History

United States
- Name: Castine
- Namesake: Castine, Maine
- Laid down: 14 March 1940
- Launched: 23 August 1941
- Commissioned: 1 May 1944
- Decommissioned: 3 October 1945
- Fate: unknown

General characteristics
- Displacement: 348 tons
- Length: 173.8 ft (53.0 m)
- Beam: 23 ft (7.0 m)
- Propulsion: Beasler boilers with DeLaval turbines

= USS Castine (IX-211) =

US Navy submarine chaser

USS Castine (IX-211), formally PC-452, was a submarine chaser of the United States Navy.

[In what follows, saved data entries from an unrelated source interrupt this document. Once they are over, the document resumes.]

Issue #3718, opened 2018-01-21
Autocomplete on expression inputs is overzealous


juliusv:
See:

![autocomplete](https://user-images.githubusercontent.com/538008/35195514-0ea4532e-fec5-11e7-9158-d8252939364b.png)

When I type that expression and just press "Return", it will now select a completely unrelated historical expression and execute that instead. It's now quite hard to just query what you want to query when having "Search query history" enabled.

This should be smarter / more restrictive in the matching of history items, and/or it should not auto-select the first completion item, but rather whatever the user has typed (which would require the user to press DownArrow to select the first completion item instead).

lovisas:
Not auto selecting the first completion item is something that definitively should be fixed. I'll take a go at making the matching against historical expressions smarter as well.

juliusv:
@lovisas Awesome, thanks!

lovisas:
Let me know if this is blocking anyone/anything and I'll split up the work in two smaller PRs to get it through quicker!

beorn7:
We could consider the current behavior a bug (even a regression as we had the same problem before and then reverted the advanced autocompletion) and then release a fix in 2.1.1.
Or we could just release 2.2 quite soon. As discussed earlier, we are not shy releasing frequently if it delivers some value.

juliusv:
Yeah, I did mark this issue as a bug and consider it one (that really impacts Prometheus use), so doing a 2.1.1 soon would be a good idea.

lovisas:
Did some investigation this morning - the autocomplete behavior is there by default. The query history checkbox is just changing what metrics you have available in the dropdown and otherwise it works the same as if you were to have the history unchecked. 

1) I could modify the dropdown for the expression browser so that it does not select the top metric when clicking enter. This could just be for when the checkbox is checked, but I'd argue the behavior should be the same regardless of mode. Fastest fix would be to disable the submission of the query when you hit `return`, but that might just make the situation worse.
2) The problem you bring up could potentially be solved by just making the matching algorithm smarter.

paddynewman:
+1 for a 2.1.1 release soon.

PR #3742, opened 2018-01-26
Fix: Improve typeahead on /graph page

lovisas:
This PR is an attempt to improve the autocomplete behavior in the expression browser to support the query history feature. 

The issues described in #3718 can be avoided by not automatically selecting the first item in the dropdown. With only one query in the dropdown, and a different query in the expression field, when you hit `return` it would take the first item in the dropdown and query for it since it was selected. With this change, you have to press the down arrow in order to have the query populate in the expression browser.


juliusv:
Thanks! Am I understanding it correctly that you are modifying the existing typeahead library in place to make it support that? Is there no way to configure this behavior from the outside? Or is there some file missing from this PR.

lovisas:
Yes I am! There is no file missing from the PR. If this change is accepted, I was going to replace the minified bootstrap-typeahead file with this one. Changing the library directly was the fastest/easiest solution I found. 

I'm usually not a fan of modifying third party code. However, given that this dependency hadn't been updated since it was added three years ago and that a potential rewrite would probably remove this dependency altogether, I thought it was ok this time.

juliusv:
So if we really *need* to modify it, we should unvendor/fork (just put it where own JS files live) and give it a slightly different name that doesn't make people think it's an unmodified version of the original. Otherwise it's too easy for someone to accidentally overwrite the vendored file and lose any modifications. We should still have a comment at the top of the forked file of course that explains what it's based on (with the original copyright comments) and what the modifications were.

Normally I would really be against forking something like this for a tiny modification (makes it hard to update the dependency), but your argument about the new UI getting rid of this altogether is a good point that will hopefully hold true :)

lovisas:
Unvendored the dependency and added a comment at the top to explain the changes. 

I completely agree about forking dependencies. I see this as a temporary fix that I wanted to get out quickly given that it impacts users negatively today. If the rewrite doesn't happen for whatever reason, I promise I'll revisit this and make it better! :)

lovisas:
ping @juliusv - let me know what you think of this. I've spent more time in the Prometheus UI the past few days and this has definitively bit me several times...

web/ui/static/js/graph/typeahead.js
```diff
@@ -0,0 +1,724 @@
...
+      // Add item
+      if (this.options.addItem){
+        items.push(this.options.addItem);
+      }
+
+      return this.render(items).show();
+    },
+
+    matcher: function (item) {
+      console.log("using built in macther")
```
juliusv: I guess these `console.log`s should no longer be in here?

juliusv:
Thanks! I still stumbled over some bugs while giving this a test run:

- When selecting a dropdown item, input field focus is lost. The cursor should remain in the input field and should be placed after the inserted item.

- Clicking "Search query history" before executing any valid query (that is not just a metric query) causes a JS error and the button stays deactivated.

- New expressions aren't immediately found in the search. In a fresh browser, do: a) Execute `rate(a[1m])`, b) Enable "Search query history", c) Validate that `rate(a[1m])` is found in the history and select it, d) modify the query to `rate(a[1m]) + rate(b[1m])` and execute it, e) enter `rate(` and see that only the original `rate(a[1m])` query appears in the dropdown. After re
loading the page, however, the second query also shows up.

paddynewman:
I'm just going to put this out there in case there's any interest. How about simply reverting to the 2.0 behaviour?

Is this worth forking a vendor library for? I don't think so but that's only my opinion.

juliusv:
@paddynewman I think it's worth it as a temporary solution before we get a UI rewrite. However, if there's pressure to release 2.1.1 and we can't get this fixed up before that (hopefully we can), then just rolling back for that release could be an option.

lovisas:
Yeah, that's definitively an option. I don't like forking vendor libraries either, but those dependencies hadn't been touched in 3 years, since they were added. [The proposal to rewrite the UI ](https://groups.google.com/forum/#!topic/prometheus-developers/CAUUFwH-8Fg)has gained some momentum so hopefully that ball starts rolling in the next few weeks.

I am working on fixing all the things Julius pointed out above, this should be done in a few hours.

juliusv:
@lovisas Awesome, thanks. I'm currently flying to the other end of the globe, so it might be a day or two before I am able to get back to it.

lovisas:
No rush, safe travels! Thanks for all your feedback on this so far @juliusv.

lovisas:
Sooooo it turns out that we didn't need to fork the bootstrap-typeahead at all. Instead of modifying the version of the library that we were using, I took the latest version which introduced all of the bugs. 

The current state of the PR: 
- the dependency isn't forked and we pass additional options to modify the behavior
- items in the dropdown are not autoselected 
- historical queries are only shown when the dropdown is toggled on
- small refactor to move shared behavior to a function

Apologize for all the back and forth that could have been avoided, next time I'll pay better attention to the versions... s/o to @csmarchbanks for getting me on the right track.

web/ui/static/js/graph/index.js
```diff
@@ -260,10 +260,11 @@ Prometheus.Graph.prototype.populateInsertableMetrics = function() {
 };
 
 Prometheus.Graph.prototype.initTypeahead = function(self) {
-  const historyIsChecked = $("div.query-history").hasClass("is-checked");
-  const source = historyIsChecked ? pageConfig.allMetrics.concat(JSON.parse(localStorage.getItem("history"))) : pageConfig.allMetrics;
+  const source = queryHistory.isEnabled() ? pageConfig.queryHistMetrics.concat(pageConfig.allMetrics) : pageConfig.allMetrics;
 
   self.expr.typeahead({
+    afterSelect: this.submitQuery.bind(this),
```
csmarchbanks: Just a thought, in master prometheus you have to click "enter" twice right now to do a query from the typeahead (once to select an entry in the typeahead and once to submit the query). Now the query would be submitted on the first enter if something in the typeahead is selected, but would still need two enters if nothing is selected in the typeahead. 

The difference in behavior could feel a bit buggy, but I am not sure on the correct answer since one enter queries are nice.

juliusv:
@lovisas That's excellent news! Taking another look...

web/ui/static/js/graph/index.js
juliusv: Good catch. At least when selecting just a normal metric from the dropdown, I normally wouldn't want it to evaluate the expression immediately, since usually you'll want to add other expression bits around it first. For the case of selecting an entire historical expression, I think either is fine, but maybe it's better to be consistent and not immediately evaluate in either case.

juliusv:
@lovisas Works great now and obviously it's much nicer now :)

juliusv:
:+1: Awesome, with the last change to not auto submit, it looks good. Merging.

PC-452 was laid down on 14 March 1940 at the DeFoe Boat and Motor Works in Bay City, Michigan, as Hull #167, under the Experimental Small Craft program of 17 May 1938. She was launched on 23 August 1941 and towed to the Philadelphia Navy Yard to be fitted out with boilers, and commissioned as USS PC-452 on 1 May 1944.

PC-452 was to be used as a steam turbine test bed hull, while PC-451, also an experimental ship built at Defoe, used diesel electric drive. Originally called "X-Boats," they differed in detail and were listed as 165 footers, even though they were 173 feet long.

PC-452 was reclassified as an Unclassified Miscellaneous Auxiliary and assigned the hull number, "IX-211". She was then renamed Castine after the town in Maine on 10 March 1945. Castine was decommissioned on 3 October 1945; struck from the Naval Register, and transferred to the Maritime Commission for disposal in January 1947. Her ultimate fate is unknown.

PC-452's executive officer, Lt.(j.g.) John W. Hazard, wrote an article for The New Yorker recounting the steam propulsion experiments that became the basis for the 1951 comedy film You're in the Navy Now.